Issue #638, opened 2024-08-08
Installation is broken


justafish:
Following our installation instructions or using the test script:

```
+ ddev composer require 'lullabot/drainpipe-dev @dev' --dev --with-all-dependencies
./composer.json has been updated
Running composer update lullabot/drainpipe-dev --with-all-dependencies
Loading composer repositories with package information
Updating dependencies
Your requirements could not be resolved to an installable set of packages.

  Problem 1
    - phpunit/phpunit[9.6.20, ..., 9.6.x-dev] require sebastian/diff ^4.0.6 -> found sebastian/diff[4.0.6, 4.0.x-dev] but these were not loaded, likely because it conflicts with another require.
    - lullabot/drainpipe-dev dev-main requires phpunit/phpunit ^9.6.20 -> satisfiable by phpunit/phpunit[9.6.20, 9.6.x-dev].
    - Root composer.json requires lullabot/drainpipe-dev @dev -> satisfiable by lullabot/drainpipe-dev[dev-main].


Installation failed, reverting ./composer.json and ./composer.lock to their original content.
Composer [require lullabot/drainpipe-dev @dev --dev --with-all-dependencies] failed, composer command failed: exit status 2. stderr=
```

Issue #615, opened 2024-07-18
Fix linting for Storybook


mrdavidburns:

elvism-lullabot:
@mrdavidburns @deviantintegral 
not sure if this branch/commit could help here https://github.com/Lullabot/drainpipe/commit/0b8aa9b119e16cbe818e425605db19d079e520ba

deviantintegral:
@elvism-lullabot we have a PR open at https://github.com/Lullabot/drainpipe/pull/613 for this.

I think both are substantially similar, though the PR handles any docroot (and not just web) and is conditional within the same command.

PR #639, opened 2024-08-08
Issue #638: Fix all our tests

justafish:
- Replace sserbin/twig-linter with vincentlanglet/twig-cs-fixer/ - sserbin/twig-linter depends on an old version of symfony/console and core is adopting this new package at some point https://www.drupal.org/project/drupal/issues/3284817 - it also has a much better extension mechanism which will help if something like #615 comes up again
- Update Pantheon settings for Drupal 11
- Update PHPUnit configurations and tests for Drupal 11
- Fix mysterious yarn issues with DDEV

### DIFF
--- a/.github/workflows/TestMetapackages.yml
+++ b/.github/workflows/TestMetapackages.yml
@@ -15,7 +15,7 @@ jobs:
     runs-on: ubuntu-22.04
     steps:
       - name: Create a Drupal project
-        run: composer create-project drupal/recommended-project . --ignore-platform-req=ext-gd
+        run: composer create-project drupal/recommended-project . --ignore-platform-reqs
 
       - uses: actions/checkout@v4
         with:
@@ -35,7 +35,7 @@ jobs:
       - name: Setup Project
         run: |
           ddev config --auto
-          ddev config --nodejs-version "18"
+          ddev config --nodejs-version "22"
           ddev start
           ddev composer config extra.drupal-scaffold.gitignore true
           ddev composer config --json extra.drupal-scaffold.allowed-packages '["lullabot/drainpipe-dev", "lullabot/drainpipe"]'
@@ -197,7 +197,6 @@ jobs:
 
       - name: Setup Sass
         run: |
-          ddev config --nodejs-version=21
           ddev restart
           ddev yarn set version berry
           ddev yarn set version 4
@@ -344,7 +343,6 @@ jobs:
 
       - name: Setup Sass
         run: |
-          ddev config --nodejs-version=21
           ddev restart
           ddev yarn set version berry
           ddev yarn set version 4
--- a/.github/workflows/TestMetapackages.yml
+++ b/.github/workflows/TestMetapackages.yml
@@ -129,6 +129,7 @@ jobs:
         run: |
           ddev exec corepack disable
           ddev exec npm i -g yarn@1.22.1
+          ddev exec 'ln -s $(npm root -g)/yarn/bin/yarn /usr/local/bin/yarn'
           ddev exec yarn init -y
           ddev exec yarn add file:./drainpipe/metapackages/sass --dev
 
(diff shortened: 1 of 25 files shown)


.github/workflows/TestPHPUnit.yml
```diff
@@ -78,7 +78,7 @@ jobs:
         uses: GuillaumeFalourd/assert-command-line-output@v2.3
         with:
           command_line: xmllint --xpath 'string(//testsuites/testsuite/@tests)' test_result/phpunit-functional.xml
-          contains: 18
+          contains: 6
```
justafish, line 81: These were previously also running the unit tests apparently

.github/workflows/TestPHPUnit.yml
```diff
@@ -147,7 +147,7 @@ jobs:
         uses: GuillaumeFalourd/assert-command-line-output@v2
         with:
           command_line: xmllint --xpath 'string(//testsuites/testsuite/@tests)' test_result/phpunit-functional.xml
-          contains: 21
+          contains: 9
```
justafish, line 150: These were previously also running the unit tests apparently

deviantintegral:
You've buried the lede here with "Drupal 11 compatibility"!

.github/workflows/TestMetapackages.yml
```diff
@@ -271,10 +273,12 @@ jobs:
...
         run: |
-          ddev yarn set version classic
-          ddev yarn init -y
-          ddev yarn add focus-trap@^6.7.3
-          ddev yarn add file:./drainpipe/metapackages/javascript --dev
+          ddev exec corepack disable
+          ddev exec npm i -g yarn@1.22.1
+          ddev exec 'ln -s $(npm root -g)/yarn/bin/yarn /usr/local/bin/yarn'
+          ddev exec yarn init -y
+          ddev exec yarn add focus-trap@^6.7.3
```
deviantintegral, line 280: what's this package for? Is it just an easy way to do a test?

.github/workflows/test-production-build.yml
```diff
@@ -12,7 +12,11 @@ jobs:
     strategy:
       matrix:
         php-version: [8.1, 8.2, 8.3]
-
+        include:
+          - php-version: 8.1
+            drupal-version: ":^10"
```
deviantintegral, line 17: nice.

tests/fixtures/phpunit/testmodule/modules/testsubmodule/tests/src/Functional/UserCreateTest.php
```diff
@@ -37,9 +37,10 @@ class UserCreateTest extends BrowserTestBase {
     public function testUserAdd() {
         $user = $this->drupalCreateUser(['administer users']);
         $this->drupalLogin($user);
+        $request_time = \Drupal::time()->getRequestTime();
 
-        $this->assertEquals(REQUEST_TIME, $user->getCreatedTime(), 'Creating a user sets default "created" timestamp.');
-        $this->assertEquals(REQUEST_TIME, $user->getChangedTime(), 'Creating a user sets default "changed" timestamp.');
+        $this->assertEquals($request_time, $user->getCreatedTime(), 'Creating a user sets default "created" timestamp.');
+        $this->assertEquals($request_time, $user->getChangedTime(), 'Creating a user sets default "changed" timestamp.');
```
deviantintegral, line 43: 👏

deviantintegral (approved):
I wonder if we should consider this a BC break, and bump Drainpipe to v4? In particular, if the twig linter has any sort of different rules, or if teams were expecting the twig linter in other custom tasks.

.github/workflows/TestMetapackages.yml
justafish: It's testing whether the package import works correctly when bundling

justafish:
@deviantintegral I've made some tweaks to make it compatible with both D10 and D11. I don't think we need to bump to v4 as the twig linter wasn't configurable previously.

Issue #508, opened 2022-07-05
Have the scaffold create example GitHub actions for Static and Functional tests


justafish:

mrdavidburns:
Drainpipe may already be doing this. Please confirm and comment here.

PR #652, opened 2024-08-15
Issue #508: Add templates for static and functional tests

justafish:


justafish:
This will need a bit more work to support getting secrets into environment variables, but will do as a first pass

PR #654, opened 2024-08-15
Fix Composer Lock Diff workflow for PRs that don't have composer.lock…

justafish:
… changes


mrdavidburns (approved):
Yes please and thank you!

Issue #650, opened 2024-08-14
drainpipe-dev deploy doesn't work


justafish:
https://github.com/Lullabot/drainpipe/actions/runs/10391050664/job/28773021115

justafish:
https://github.com/Lullabot/drainpipe/actions/runs/10998050354/job/30535081497

YesCT:
This bug came up in #drainpipe  slack: https://lullabot.slack.com/archives/C08MT5PJAF5/p1748990155127909?thread_ts=1748989073.659109&cid=C08MT5PJAF5

mrdavidburns:
@davereid Any updates on this? Do you have availability to work on this?

PR #657, opened 2024-08-16
Issue #650: Fix Drainpipe Dev release workflow

justafish:


justafish:
Will have to test this when we do a release :grimacing:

○ ○ ○ ○ ○

Find out how many lines of the listing above include the word "here", and give that number alone.

Exercise solution
3